Work priorities don't allow me to spend another day replying in detail to the various emails on this topic, but I am still keeping up reading!
I have read Greg's response to my comparison between Future+yield-based coroutines and his yield-from-based, Future-free coroutines, and after having written a small prototype, I am now pretty much convinced that Greg's way is superior. This doesn't mean you can't use generators or yield-from for other purposes! It's just that *if* you are writing a coroutine for use with a certain schedule, you must use yield and yield-from in accordance to the scheduler's rules. However, code you call can still use yield and yield-from for iteration, and you can still use for-loops. In particular, if f is a coroutine, it can still write "for x in g(): ..." where g is a generator meant to be an iterator. However if g were instead a coroutine, f should call it using "yield from g()", and f and g should agree on the interface of their scheduler.
As to other topics, my current feeling is that we should try to separately develop requirements and prototype implementations of the I/O loop of the future, and to figure the loosest possible coupling between that and a coroutine scheduler (or any other type of scheduler). In particular, I think the I/O loop should not assume the event handlers are implemented using coroutines -- but if someone wants to write an awesome coroutine scheduler, they should be able to delegate all their I/O waiting needs to the I/O loop with very little trouble.
To me, this means that the I/O loop probably should use "plain" callback functions (i.e., not Futures, Deferreds or coroutines). We should also standardize the interface to the I/O loop so that 3rd parties can plug in their own I/O loop -- I don't see an end to the debate whether the best C library for event handling is libevent, libev or libuv.
While the focus of the I/O loop should be on single-threaded event handling, some standard interface should exist so that you can run certain code in a separate thread and wait for its completion -- I've found this handy when calling socket.getaddrinfo(), which may block. (Apparently async DNS lookups are really hard -- I read some complaints about libevent's DNS lookups, and IIUC many Firefox lockups are due to this.) But there may be other uses for this too.
An issue in the design of the I/O loop is the strain between a ready-based and completion-based design. The typical Unix design (whether based on select or any of the poll variants) is usually ready-based; but on Windows, the only way to get high performance is to base it on IOCP, which is completion-based (i.e. you start a specific async operation, like writing N bytes, and the I/O loop tells you when it is done).
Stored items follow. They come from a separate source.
PR #8309, opened 2018-04-18
ifdef reduction

jaykrell:
Typo: is_adressable_valuetype_load => is_addressable_valuetype_load
Don't mark large multi-called function inline.
some formatting cleanup.

Viewed in github, there is a formatting trick being removed that doesn't always work, so I didn't even see it. Specifically lines are started with 10 tabs to effectively give a newline and start at the start of the line.

Seen doing other work..

### DIFF
--- a/mono/mini/method-to-ir.c
+++ b/mono/mini/method-to-ir.c
@@ -453,7 +453,7 @@ gsharedvt_failure (MonoCompile *cfg, int opcode, const char *file, int line)
 		(tblock) = cfg->cil_offset_to_bb [(ip) - cfg->cil_start]; \
 		if (!(tblock)) {	\
 			if ((ip) >= end || (ip) < header->code) UNVERIFIED; \
-            NEW_BBLOCK (cfg, (tblock)); \
+			NEW_BBLOCK (cfg, (tblock)); \
 			(tblock)->cil_code = (ip);	\
 			ADD_BBLOCK (cfg, (tblock));	\
 		} \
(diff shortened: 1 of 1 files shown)


mono/mini/method-to-ir.c
```diff
@@ -3172,7 +3169,7 @@ emit_get_rgctx_sig (MonoCompile *cfg, int context_used,
 
 static MonoInst*
 emit_get_rgctx_gsharedvt_call (MonoCompile *cfg, int context_used,
-							   MonoMethodSignature *sig, MonoMethod *cmethod, MonoRgctxInfoType rgctx_type)
+			       MonoMethodSignature *sig, MonoMethod *cmethod, MonoRgctxInfoType rgctx_type)
 {
```
vargaz: This lines up fine with tab size==4 why does it need to be changed ?

jaykrell: I thought we use tab=8, so I have been. This is the case on a few lines then probably.

jaykrell: http://www.mono-project.com/community/contributing/coding-guidelines/
says 8

I would prefer 4 myself. If most everything looks good that way I can switch.
4 is the default in some editors, 8 in others -- which is why spaces are good.
Comments at the top aren't understood by most editors, so that isn't a good choice.

alexrp: Why are we even using tabs here? Spaces should be used for alignment.

vargaz: That line has tabs extended by spaces to match up the two lines.

alexrp: I mean we should use tabs up to the indentation level of the previous line, and then spaces for alignment. Since the previous line had no indentation, there shouldn't be any tabs. That way it doesn't matter how someone configures their editor; indentation and alignment will be correct regardless.

jaykrell: I was not aware of this convention, but anything involving spaces instead of tabs I am for.

jaykrell: If I remove the ifdef, and remove whitespace at ends of lines, and fix the spelling of the identifer, and remove inline on large but rarely called function, and leave the line wrapping or very large indentation alone, ok?

vargaz: Y.

jaykrell: ok will do later thank you

luhenry:
@monojenkins build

I would like people to be able to write fast event handling programs on Windows too, and ideally the only change would be the implementation of the I/O loop. But I don't know how tenable that is given the dramatically different style used by IOCP and the need to use native Windows API for all async I/O -- it sounds like we could only do this if the library providing the I/O loop implementation also wrapped all I/O operations, andthat may be a bit much.
Finally, there should also be some minimal interface so that multiple I/O loops can interact -- at least in the case where one I/O loop belongs to a GUI library. It seems this is a solved problem (as well solved as you can hope for) to Twisted, so we should just adopt their approach.